Here is the core of the training code and the part that i added to evaluate the model.
bestScore = 0
for epoch in range(int(num_epochs)):
model.train()
# train for one epoch, printing every 10 iterations
train_one_epoch(model, optimizer, data_loader, device, epoch, writer, print_freq=10)
# update the learning rate
lr_scheduler.step()
#####################################
#evaluate and save the model
model.eval()
soma = 0
qtd = 0
for image in data_loader_test:
#Here we create a list, because the model expects a list of Tensors
lista = []
#It is important to send the image to CUDA, otherwise it will try to execute in the CPU
x = image[0][0].cuda()
lista.append(x)
output = model(lista)
for item in output[0]['scores']:
soma += item.data.item()
qtd += 1
averageScores = soma/qtd
print("Epoch ", epoch, " score: ", averageScores)

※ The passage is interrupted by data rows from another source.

Issue #286, opened 2016-09-23
malformed urls for publisher targets raise traceback instead of failing gracefully


go-bears:
if target server urls are malformed in the lektorproject file  a traceback call displays instead of failing gracefully with an error

PR #287, opened 2016-09-23
refactor url error handling for publishing targets

go-bears:
This PR resolves issue #286, It generalizes the 

```
raise PublishError('Server "%s" is not configured for a valid '
            'publishing method: %s is an unknown scheme.' % (url.host, url.scheme))
```

in cli.py to apply to all of the various publisher targets

### DIFF
--- a/lektor/cli.py
+++ b/lektor/cli.py
@@ -291,8 +291,7 @@ def deploy_cmd(ctx, server, output_path, **credentials):
         event_iter = publish(env, server_info.target, output_path,
                              credentials=credentials, server_info=server_info)
     except PublishError as e:
-        raise click.UsageError('Server "%s" is not configured for a valid '
-                               'publishing method: %s' % (server, e))
+        raise click.UsageError('%s' % e)
 
     click.echo('Deploying to %s' % server_info.name)
     click.echo('  Build cache: %s' % output_path)
--- a/lektor/publisher.py
+++ b/lektor/publisher.py
@@ -658,7 +658,7 @@ def publish(env, target, output_path, credentials=None, **extra):
     url = urls.url_parse(text_type(target))
     publisher = env.publishers.get(url.scheme)
     if url.host is None:
-        raise PublishError('missing host name')
+        raise PublishError(('Publishing target does not have a host name: %s' % target))
     if publisher is None:
         raise PublishError('Server "%s" is not configured for a valid '
             'publishing method: %s is an unknown scheme.' % (url.host, url.scheme))
--- a/lektor/publisher.py
+++ b/lektor/publisher.py
@@ -657,6 +657,9 @@ builtin_publishers = {
 def publish(env, target, output_path, credentials=None, **extra):
     url = urls.url_parse(text_type(target))
     publisher = env.publishers.get(url.scheme)
+    if url.host is None:
+        raise PublishError('missing host name')
     if publisher is None:
-        raise PublishError('"%s" is an unknown scheme.' % url.scheme)
+        raise PublishError('Server "%s" is not configured for a valid '
+            'publishing method: %s is an unknown scheme.' % (url.host, url.scheme))
     return publisher(env, output_path).publish(url, credentials, **extra)
--- a/tests/test_deploy.py
+++ b/tests/test_deploy.py
@@ -2,7 +2,6 @@ import textwrap
 from lektor.publisher import GithubPagesPublisher, RsyncPublisher, publish
 from werkzeug.urls import url_parse
 import pytest
-import re
 
 
 def test_get_server(env):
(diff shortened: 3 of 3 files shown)


lektor/publisher.py
```diff
@@ -657,6 +657,9 @@ def git(args, **kwargs):
 def publish(env, target, output_path, credentials=None, **extra):
     url = urls.url_parse(text_type(target))
     publisher = env.publishers.get(url.scheme)
+    if url.host is None:
+        raise PublishError('missing host name')
```
singingwolfboy: Can you provide a little more context in this error message? When writing error messages, consider what information you'd need to know in order to fix the problem. If I saw "missing host name" in a traceback, my first question would be, "_What_ is missing a host name?"

I would recommend something like this:

``` python
raise PublishError("Publishing target does not have a host name: %s", target)
```

singingwolfboy (changes requested):

singingwolfboy:
Thanks for the pull request! Can we get an automated test for this, as well?

go-bears:
Thanks for your time to review @singingwolfboy! We wrote tests for the error handling, but the tests are failing for Python 3.5. According the message in Travis, `.message` is no longer a valid attribute  for pytest.raises? would this be a case to use `skipif`?

go-bears:
I wrote the test to raise the exception wrong in the previous commit. However, I think I have it right now, and it passes the python 2.7 and 3.5 check. Thanks for the second pair of eyes on this!

tests/test_deploy.py
```diff
@@ -89,3 +91,25 @@ def test_rsync_command_username_in_url(tmpdir, mocker, env):
...
+
+
+def test_publish_target_url_error_handling(tmpdir, mocker, env):
+    output_path = tmpdir.mkdir("output")
+    target_url = None
+    publisher = GithubPagesPublisher(env, str(output_path))
+    
+    with pytest.raises(Exception) as exception_info:
+        mocked_publish = mocker.patch("lektor.publisher.publish")   
+        raise Exception('PublishError: Publishing target does not have a host name: ')
```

if((averageScores) > bestScore):
print(averageScores, "is bigger than ", bestScore)
bestScore = averageScores
print("#### Saving the model ####")
path = "model.pth"
torch.save(model.state_dict(), path)
# #####################################
And this is a sample output of the model in “eval mode” that I often get:
[{'boxes': tensor([], device='cuda:0', size=(0, 4), grad_fn=<StackBackward>), 'labels': tensor([], device='cuda:0', dtype=torch.int64), 'scores': tensor([], device='cuda:0', grad_fn=<IndexBackward>), 'masks': tensor([], device='cuda:0', size=(0, 1, 480, 720))}]
I don’t know if this average of the scores is correct, and if this is a valid and proper way to evaluate this mask-RCNN model during training. Could you guys help me out with this one? Thanks in advance!